Endless questions

I would rather have questions that can’t be answered than answers that can’t be questioned.

Richard Feynman

Question everything! First and foremost, question your own assumptions, preconceptions and prejudices. After that, question everything else. Question everything endlessly. There is always another question that can be asked. There is no such thing as the final question. There is no such thing as the ultimate answer. Even if there might be, how would it be identified? How could you know that you’d found the ultimate answer? There is always the question of whether it really is the ultimate answer.
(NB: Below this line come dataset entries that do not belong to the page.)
Issue #42, opened 2023-10-02
FEATURE - Delete a Vehicle


ayushs-2k4:
## Describe the feature you want the app to have that it currently doesn't
* Vehicle Deletion Feature

## Describe alternatives you've considered
* Currently, we cannot delete a vehicle once created. There should be a swipe to delete the vehicle feature in Settings View.

## Additional context
*N/A

ayushs-2k4:
I will be working on feature, once I get confirmation from @mikaelacaron that a vehicle can be deleted from Vehicles list or not able to delete a vehicle is an intended feature.

mikaelacaron:
Yes! This is an intended feature, go ahead and start it

mikaelacaron:
This functionality already exists

PR #45, opened 2023-10-02
Feature - delete a vehicle

ayushs-2k4:
# What it Does
* Closes issue #42 
* This change add Vehicle deletion capability through swiping.

# How I Tested
* Add a new vehicle, if there is no existing Vehicle.
* Swipe from right to left.
* Click on "Delete" Button.
* Vehicle will get deleted permanently.

For example:
* Run the application
* Tap the "Settings" Button.
* Tap "Add Vehicle" Button.
* Fill in the details of the new vehicle.
* Tap "Add".
* Vehicle will get added.
* Now to delete the vehicle, swipe from right to left, and click the "Delete" Button.
* Vehicle will get deleted.
* Restart the application to confirm that deletion has persisted.

# Notes
* N/A

# Screenshot
Simulator Screenshot - iPhone 15 Pro - 2023-10-03 at 01 52 09

### DIFF
--- a/Basic-Car-Maintenance/Shared/Settings/Views/SettingsView.swift
+++ b/Basic-Car-Maintenance/Shared/Settings/Views/SettingsView.swift
@@ -66,6 +66,15 @@ struct SettingsView: View {
                             Text(vehicle.model)
                         }
                     }
+                    .onDelete(perform: { indexSet in
+                        for index in indexSet {
+                            let vehicle = viewModel.vehicles[index]
+                            
+                            Task {
+                                await viewModel.deleteVehicle(vehicle)
+                            }
+                        }
+                    })
                     
                     Button {
                         isShowingAddVehicle.toggle()
--- a/Basic-Car-Maintenance/Shared/Settings/Views/SettingsView.swift
+++ b/Basic-Car-Maintenance/Shared/Settings/Views/SettingsView.swift
@@ -8,7 +8,6 @@
 import SwiftUI
 
 struct SettingsView: View {
-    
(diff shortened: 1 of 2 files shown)


Basic-Car-Maintenance/Shared/Settings/Views/SettingsView.swift
```diff
@@ -66,6 +66,15 @@ struct SettingsView: View {
...
                     }
+                    .onDelete(perform: { indexSet in
+                        for index in indexSet {
+                            let vehicle = viewModel.vehicles[index]
+                            
+                            Task {
+                                await viewModel.deleteVehicle(vehicle)
+                            }
+                        }
+                    })
```
mikaelacaron: Can you use instead specifically use this modifier `.swipeActions(edge: .trailing, allowsFullSwipe: true)`

So that it will be implemented the same way as the `Dashboard`

mikaelacaron (changes requested):
Thanks for the contribution! While this solution works, can you implement it a different way, so that it's implemented the same way as the `DashboardView`

Basic-Car-Maintenance/Shared/Settings/Views/SettingsView.swift
ayushs-2k4: Ok, let me change it

ayushs-2k4: I have changed onDelete to swipeActions. Kindly review it.

mikaelacaron:
Closing this PR because this functionality exists

PR #46, opened 2023-10-02
Fix Issue #11 - IMPROVE - Error Handling When Creating an Event

### LINKED ISSUE #11: IMPROVE - Error Handling When Creating an Event
* `try? await viewModel.addEvent(event)` is called in the `DashboardView` and doesn't handle if the function throws an error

Answers are chosen. We don’t so much find the answers as stop asking questions. We select the answer when we decide to stop asking questions. The qualities of truth and correctness are not inherent properties of the answer but a function of the thoroughness of the questioning and the validity of our reasons for stopping questioning. The satisfying answer is not the one we are comfortable with but the one that makes us uncomfortable. Being comfortable with an answer can never be a sufficient reason for stopping questioning. At the very least, we should not be satisfied with an answer until we have asked the questions which, if answered honestly, have the potential to return discomfiting answers.

The quest for truth is noble. But life is not put on hold while that quest continues. Mostly, therefore, we are not asking whether something is true, but whether it is true enough for the present and present purposes. Life does not proceed by confidently striding along a path paved with discovered truths but as a series of stumbles from one best guess to the next. We live well if we ensure our guesses are as informed as they can be. We do this by interrogating those guesses. By asking questions.

Among the most crucial question we must ask is whether the questions we are asking are the right questions. As in the questions most likely to help us make better guesses. Are they the questions most likely to help inform our guesses? Or are they the questions others want us to accept as appropriate and sufficient?

If they can get you asking the wrong questions, they don’t have to worry about answers.

Thomas Pynchon

On approaching any issue, do so saying “I have questions!”. Say this even if you haven’t yet have thought of the questions. You will, if you think at all. There is nothing which cannot be questioned. There are always questions. Question everything.